> [Prompt]:
Line by line, copy out the data that follows.

>>

PR #579, opened 2025-10-04
Change double to duration

### LINKED ISSUE #572: feat: support `Duration` for CSS properties instead of `double`
**Description**

It is confusing whether the duration in things like `Transition` is in seconds or milliseconds, and dart has `Duration` so it makes sense to use it.

I propose two things:
- `Duration` to be used `Transition`.
- `DurationExt` (just like `numstr`) to convert that `Duration`'s value into milliseconds.

**Additional Context**

BTW, I can work on this.

ShubhamVG:
Closes #572 

## Description
This adds:
- a getter on `int` to allow shorthand conversion to `Duration`s (in milliseconds)
- an internal extension to convert `Duration` to CSS format milliseconds time. This extension is somewhat needed because there are other places where `Duration` is also needed example `Animation` (coming in my next PR) and possibly CSS variables.
- **Breaking**: `Transition`'s `duration` and `delay` arguments are now `Duration` instead of `double`.

## Type of Change

- ❌ Breaking change

## Ready Checklist

### DIFF
--- a/packages/jaspr/CHANGELOG.md
+++ b/packages/jaspr/CHANGELOG.md
@@ -2,6 +2,9 @@
 
 - Fix tooling daemon crash while analyzing component scopes.
 
+- Added `ms` getter on int to allow shorthand conversion to durations (in milliseconds).
+- **Breaking**: `Transition`'s `duration` and `delay` are now of type `Duration` instead of `double`.
+
 ## 0.21.2
 
 - Added html domain to tooling daemon.
@@ -70,7 +73,7 @@
 
 - Added `allowedPathSuffixes` option to `Jaspr.initializeApp()` to enable handling route paths with extensions other than `html`.
 
-- Added support for generating a **sitemap.xml** in static mode. To enable this, pass `--sitemap-domain=my.domain.com` to `jaspr build`. 
+- Added support for generating a **sitemap.xml** in static mode. To enable this, pass `--sitemap-domain=my.domain.com` to `jaspr build`.
 
   Add sitemap params like `changefreq` and `priority` to your routes by using `Route(settings: RouteSettings(priority: 0.5))` or set them through `ServerApp.requestRouteGeneration()`.
 
@@ -109,7 +112,7 @@
 
 - **BREAKING** Changed `AppBinding`s `Uri get currentUri` to `String get currentUrl`.
 
-- **BREAKING** Changed return type of `renderComponent()` from `Future<String>` to `Future<({int statusCode, String body, Map<String, List<String>> headers})>`. 
+- **BREAKING** Changed return type of `renderComponent()` from `Future<String>` to `Future<({int statusCode, String body, Map<String, List<String>> headers})>`.
 
   The rendered html is accessible through the `body` property. `statusCode` and `headers` can be used to create a response object when part of a custom http handler.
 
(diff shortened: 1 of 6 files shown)


shubhamlav:
I'll need help resolving what to do with dart_quotes_server. I've never used serverpod so I don't have much knowledge about it. Based on what I can understand, serverpod uses SQL somewhere and it is storing duration as `double precision` which now needs to be something else, maybe `INTERVAL`? And even if I change that, what do I have to do to the migrations.sql or definitions.sql?

schultek:
@ShubhamVG  What does this change have to do with serverpod?

shubhamlav:
@schultek Nothing to do with serverpod directly. However, there is one app in the apps/ directory (dart_quotes_server) which needs change since I changed duration from being `double` to `Duration` and for that reason, that app cannot be run anymore, and that is what I need help for. I'm struggling to figure out where to make the changes in order for dart_quotes_server to be compilable/runnable again.

I believe that the SQL stuff in dart_quotes_server is causing this so do I have to make changes to a dataclass or the sql definitions/migration file, I am not sure.

schultek:
I don't think any changes like this are needed there. If the app doesn't run its probably because of something else.

packages/jaspr/lib/src/foundation/styles/properties/unit.dart
```diff
@@ -182,3 +182,13 @@ extension NumberString on double {
     return roundToDouble() == this ? round().toString() : toString();
   }
 }
+
+extension DurationExt on int {
+  /// Shorthand for `Duration(milliseconds: this)`
+  Duration get ms => Duration(milliseconds: this);
+}
+
+extension CssDurationFormat on Duration {
```
schultek: I would remove this extension and directly put the expression in the Transition class, since its only used there.

packages/jaspr/lib/src/foundation/styles/properties/unit.dart
```diff
@@ -182,3 +182,13 @@ extension NumberString on double {
     return roundToDouble() == this ? round().toString() : toString();
   }
 }
+
+extension DurationExt on int {
+  /// Shorthand for `Duration(milliseconds: this)`
+  Duration get ms => Duration(milliseconds: this);
```
schultek, line 188: Can you also add one for seconds? I think thats also quite common.

shubhamlav:
> I don't think any changes like this are needed there. If the app doesn't run its probably because of something else.

@schultek You are right. The error was only a fault on my system. Thanks to Hani from Discord for confirming it. One test is failing because of a generated jaspr_options.dart file but rest seems. There is no serverpod or SQL issue anywhere.

packages/jaspr/CHANGELOG.md
```diff
@@ -7,6 +7,9 @@
 
 - Fix tooling daemon crash while analyzing component scopes.
 
+- Added `ms` getter on int to allow shorthand conversion to durations (in milliseconds).
+- **Breaking**: `Transition`'s `duration` and `delay` are now of type `Duration` instead of `double`.
+
```
schultek: Move this to the "Unreleased" section, and make it "Unreleased breaking".

schultek: Also check the failing pipeline, thank you :)

shubhamlav:
@schultek Ultimate final ultra pro max commit done (maybe)
Well, at least the tests aren't failing now :saluting_face:
Maybe ready to merge now?

PR #584, opened 2025-10-07
[jaspr_cli] Stricter type linting to avoid unintentional dynamic

parlough:
This updates the analysis to match jaspr_content as I work towards making it consistent across packages.

### DIFF
--- a/packages/jaspr_cli/lib/src/commands/build_command.dart
+++ b/packages/jaspr_cli/lib/src/commands/build_command.dart
@@ -109,7 +109,7 @@ class BuildCommand extends BaseCommand with ProxyHelper, FlutterHelper {
 
     String? entryPoint;
     if (project.requireMode != JasprMode.client) {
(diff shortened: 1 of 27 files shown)


schultek:
Is this still WIP or can be set to ready?

packages/jaspr_cli/lib/src/commands/build_command.dart
```diff
@@ -118,7 +118,7 @@ class BuildCommand extends BaseCommand with ProxyHelper, FlutterHelper {
 
     String? entryPoint;
     if (project.requireMode != JasprMode.client) {
-      entryPoint = await getEntryPoint(argResults!['input']);
```
schultek, line 121: Woow how did I not know about this api.

schultek: I changed this everywhere.

schultek (approved):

<<

> [Solution for this task]:
PR #579, opened 2025-10-04
Change double to duration

### LINKED ISSUE #572: feat: support `Duration` for CSS properties instead of `double`
**Description**

It is confusing whether the duration in things like `Transition` is in seconds or milliseconds, and dart has `Duration` so it makes sense to use it.

I propose two things:
- `Duration` to be used `Transition`.
- `DurationExt` (just like `numstr`) to convert that `Duration`'s value into milliseconds.

**Additional Context**

BTW, I can work on this.

ShubhamVG:
Closes #572 

## Description
This adds:
- a getter on `int` to allow shorthand conversion to `Duration`s (in milliseconds)
- an internal extension to convert `Duration` to CSS format milliseconds time. This extension is somewhat needed because there are other places where `Duration` is also needed example `Animation` (coming in my next PR) and possibly CSS variables.
- **Breaking**: `Transition`'s `duration` and `delay` arguments are now `Duration` instead of `double`.

## Type of Change

- ❌ Breaking change

## Ready Checklist

### DIFF
--- a/packages/jaspr/CHANGELOG.md
+++ b/packages/jaspr/CHANGELOG.md
@@ -2,6 +2,9 @@
 
 - Fix tooling daemon crash while analyzing component scopes.
 
+- Added `ms` getter on int to allow shorthand conversion to durations (in milliseconds).
+- **Breaking**: `Transition`'s `duration` and `delay` are now of type `Duration` instead of `double`.
+
 ## 0.21.2
 
 - Added html domain to tooling daemon.
@@ -70,7 +73,7 @@
 
 - Added `allowedPathSuffixes` option to `Jaspr.initializeApp()` to enable handling route paths with extensions other than `html`.
 
-- Added support for generating a **sitemap.xml** in static mode. To enable this, pass `--sitemap-domain=my.domain.com` to `jaspr build`. 
+- Added support for generating a **sitemap.xml** in static mode. To enable this, pass `--sitemap-domain=my.domain.com` to `jaspr build`.
 
   Add sitemap params like `changefreq` and `priority` to your routes by using `Route(settings: RouteSettings(priority: 0.5))` or set them through `ServerApp.requestRouteGeneration()`.
 
@@ -109,7 +112,7 @@
 
 - **BREAKING** Changed `AppBinding`s `Uri get currentUri` to `String get currentUrl`.
 
-- **BREAKING** Changed return type of `renderComponent()` from `Future<String>` to `Future<({int statusCode, String body, Map<String, List<String>> headers})>`. 
+- **BREAKING** Changed return type of `renderComponent()` from `Future<String>` to `Future<({int statusCode, String body, Map<String, List<String>> headers})>`.
 
   The rendered html is accessible through the `body` property. `statusCode` and `headers` can be used to create a response object when part of a custom http handler.
 
(diff shortened: 1 of 6 files shown)


shubhamlav:
I'll need help resolving what to do with dart_quotes_server. I've never used serverpod so I don't have much knowledge about it. Based on what I can understand, serverpod uses SQL somewhere and it is storing duration as `double precision` which now needs to be something else, maybe `INTERVAL`? And even if I change that, what do I have to do to the migrations.sql or definitions.sql?

schultek:
@ShubhamVG  What does this change have to do with serverpod?

shubhamlav:
@schultek Nothing to do with serverpod directly. However, there is one app in the apps/ directory (dart_quotes_server) which needs change since I changed duration from being `double` to `Duration` and for that reason, that app cannot be run anymore, and that is what I need help for. I'm struggling to figure out where to make the changes in order for dart_quotes_server to be compilable/runnable again.

I believe that the SQL stuff in dart_quotes_server is causing this so do I have to make changes to a dataclass or the sql definitions/migration file, I am not sure.

schultek:
I don't think any changes like this are needed there. If the app doesn't run its probably because of something else.

packages/jaspr/lib/src/foundation/styles/properties/unit.dart
```diff
@@ -182,3 +182,13 @@ extension NumberString on double {
     return roundToDouble() == this ? round().toString() : toString();
   }
 }
+
+extension DurationExt on int {
+  /// Shorthand for `Duration(milliseconds: this)`
+  Duration get ms => Duration(milliseconds: this);
+}
+
+extension CssDurationFormat on Duration {
```
schultek: I would remove this extension and directly put the expression in the Transition class, since its only used there.

packages/jaspr/lib/src/foundation/styles/properties/unit.dart
```diff
@@ -182,3 +182,13 @@ extension NumberString on double {
     return roundToDouble() == this ? round().toString() : toString();
   }
 }
+
+extension DurationExt on int {
+  /// Shorthand for `Duration(milliseconds: this)`
+  Duration get ms => Duration(milliseconds: this);
```
schultek, line 188: Can you also add one for seconds? I think thats also quite common.

shubhamlav:
> I don't think any changes like this are needed there. If the app doesn't run its probably because of something else.

@schultek You are right. The error was only a fault on my system. Thanks to Hani from Discord for confirming it. One test is failing because of a generated jaspr_options.dart file but rest seems. There is no serverpod or SQL issue anywhere.

packages/jaspr/CHANGELOG.md
```diff
@@ -7,6 +7,9 @@
 
 - Fix tooling daemon crash while analyzing component scopes.
 
+- Added `ms` getter on int to allow shorthand conversion to durations (in milliseconds).
+- **Breaking**: `Transition`'s `duration` and `delay` are now of type `Duration` instead of `double`.
+
```
schultek: Move this to the "Unreleased" section, and make it "Unreleased breaking".

schultek: Also check the failing pipeline, thank you :)

shubhamlav:
@schultek Ultimate final ultra pro max commit done (maybe)
Well, at least the tests aren't failing now :saluting_face:
Maybe ready to merge now?

PR #584, opened 2025-10-07
[jaspr_cli] Stricter type linting to avoid unintentional dynamic

parlough:
This updates the analysis to match jaspr_content as I work towards making it consistent across packages.

### DIFF
--- a/packages/jaspr_cli/lib/src/commands/build_command.dart
+++ b/packages/jaspr_cli/lib/src/commands/build_command.dart
@@ -109,7 +109,7 @@ class BuildCommand extends BaseCommand with ProxyHelper, FlutterHelper {
 
     String? entryPoint;
     if (project.requireMode != JasprMode.client) {
(diff shortened: 1 of 27 files shown)


schultek:
Is this still WIP or can be set to ready?

packages/jaspr_cli/lib/src/commands/build_command.dart
```diff
@@ -118,7 +118,7 @@ class BuildCommand extends BaseCommand with ProxyHelper, FlutterHelper {
 
     String? entryPoint;
     if (project.requireMode != JasprMode.client) {
-      entryPoint = await getEntryPoint(argResults!['input']);
```
schultek, line 121: Woow how did I not know about this api.

schultek: I changed this everywhere.

schultek (approved):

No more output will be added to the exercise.